== Segment start ==

PR #236, opened 2024-09-17
store SuiCoinInfo in accounts core contract

dessaya:


packages/isc/suicoininfo.go
```diff
@@ -0,0 +1,42 @@
+package isc
+
+import (
+	"github.com/iotaledger/wasp/packages/coin"
+	"github.com/iotaledger/wasp/packages/util/bcs"
+	"github.com/iotaledger/wasp/sui-go/suijsonrpc"
+)
+
+type SuiCoinInfo struct {
```
howjmay, line 9: Not sure if this would make confusion between the Sui coin? Maybe call it as `CoinMetadata` or `CoinInfo` directly?

packages/vm/core/accounts/basetokens.go
```diff
@@ -64,18 +64,18 @@ func (s *StateReader) GetBaseTokensBalanceDiscardExtraDecimals(agentID isc.Agent
 	return bts
 }
 
-func remainderKey(accountKey kv.Key) kv.Key {
-	return prefixRemainders + accountKey
+func accountWeiRemainderKey(accountKey kv.Key) kv.Key {
```
howjmay, line 67: The smallest unit of Sui is Mist. Should we rename Wei to Mist or the basic unit of IOTA? Not really necessary, just curious about it.

packages/isc/suicoininfo.go
dessaya: How is it confusing?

== Segment end ==

Go through the lines above. Select every one that has the string "accounts".

- **Task answer**:
store SuiCoinInfo in accounts core contract
packages/vm/core/accounts/basetokens.go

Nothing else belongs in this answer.